FrioAg 00 said:
I haven't spent enough time reverse engineering the model here, but the first thing that stands out to me is:
Current income is $200k, so call that $130k after taxes.
You want to replace that income with spin-off of a retirement balance of $2.5.
Let's say long term nominal rate of return is 6.5%, and we'll use a 50 year inflation number of 2% reinvestment rate just to keep up with spending power. So you could draw 4.5% per year out, and after taxes (assume long term cap gains at 25%) you'd get 3.375% to replace your income.
$2.5 x 3.375% is $85k
I think you'd be underfunded by 30%. It's true you are saving money today (expenses coming in less than cash income) but it's also true that people's expectations for future costs of living are chronically underestimated.
I disagree on some math.
Income: $200k - 43k (tax deferred assumption) * effective rate = ~$165 after taxes. To early retire you need to hammer 401(k)/b/back door and you tax arbitrage with future you. I'm not trying to nitpick, but taxes are the topic I want to focus on below.

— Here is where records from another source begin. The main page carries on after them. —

PR #4712, opened 2022-04-25
review: meta: Add reproducible build badge to README

I-Al-Istannen:
After #4151, we can now add the badge without lying (and it is green!). As long as we update the buildspec files in reproducible-central, it will even continue to reflect reality.


slarse (approved):
looks green to me, will merge!

PR #4719, opened 2022-05-01
fix: remove unnecessary junit dep from spoon-smpl pom.xml

mkforsb:
This fix stops depclean complaining about unused dependencies when building the spoon-smpl submodule. Running tests still works. I guess junit gets pulled in from the parent `../spoon-pom/pom.xml`?

I also removed a commented-out dependency which I should not have committed in the first place.


monperrus:
thanks @mkforsb

PR #4953, opened 2022-10-12
refactor: Object#getClass will never be <primitive>.class

SirYwell:
The checks are (assumingly(?)) meant to avoid cost of toString + parse when the object is already of the expected type. As we'll never have primitive instances, the class comparison will never be true.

Income doesn't matter for early retirement. You need to match expected costs to withdrawals. In retirement, you won't be contributing to a 401k anymore. Ideally, you won't have a mortgage anymore, or childcare expenses, or car notes, etc. OP needs to bottom-up estimate expenses expected at 50 and target the 25x multiple against that.
Long term cap gains are 15% for married jointers in the $90 - $500k bracket - not 25%. BUT, the brackets matter because they're AGI. In theory, married jointer could realize gains up to $116k ($89k + standard deduction of $27k) at the 0% LTCG rate.
AGI is also critical for healthcare in early retirement. The subsidy cliffs are driven by MAGI.
Net, net: controlling AGI through Roth and Taxable withdrawals (cost basis excluded from AGI) is where you need to plan for early retirement for efficient taxes and securing affordable healthcare.
Also, it's entirely feasible to access 401(k)s early through Roth ladders. Again, you need to model out planned expenses then find the right balance of conversions, Taxable and existing Roth to minimize taxes and gun for ACA subsidies. E.g., we plan for $100k FIRE budget and expect ~$30k in MAGI. Our goals is $2.5m and target 40. SORR and healthcare will be the risks to those goals. You might think I'm underfunded, but our fixed expenses will be minimal so we'll be able to dial down withdrawls if needed. The extra 2,3,4 years or whatever to save that extra 30% isn't worth the time trade off to me.
I hope to only have 5 more years of work. I'm a volunteer ski patroller and will flip to paid (day or so a week) at 40 (fingers crossed). So not really RE, more like Barista-FI or something. Point being, I 100% know how I'll be spending my non-big boy job life.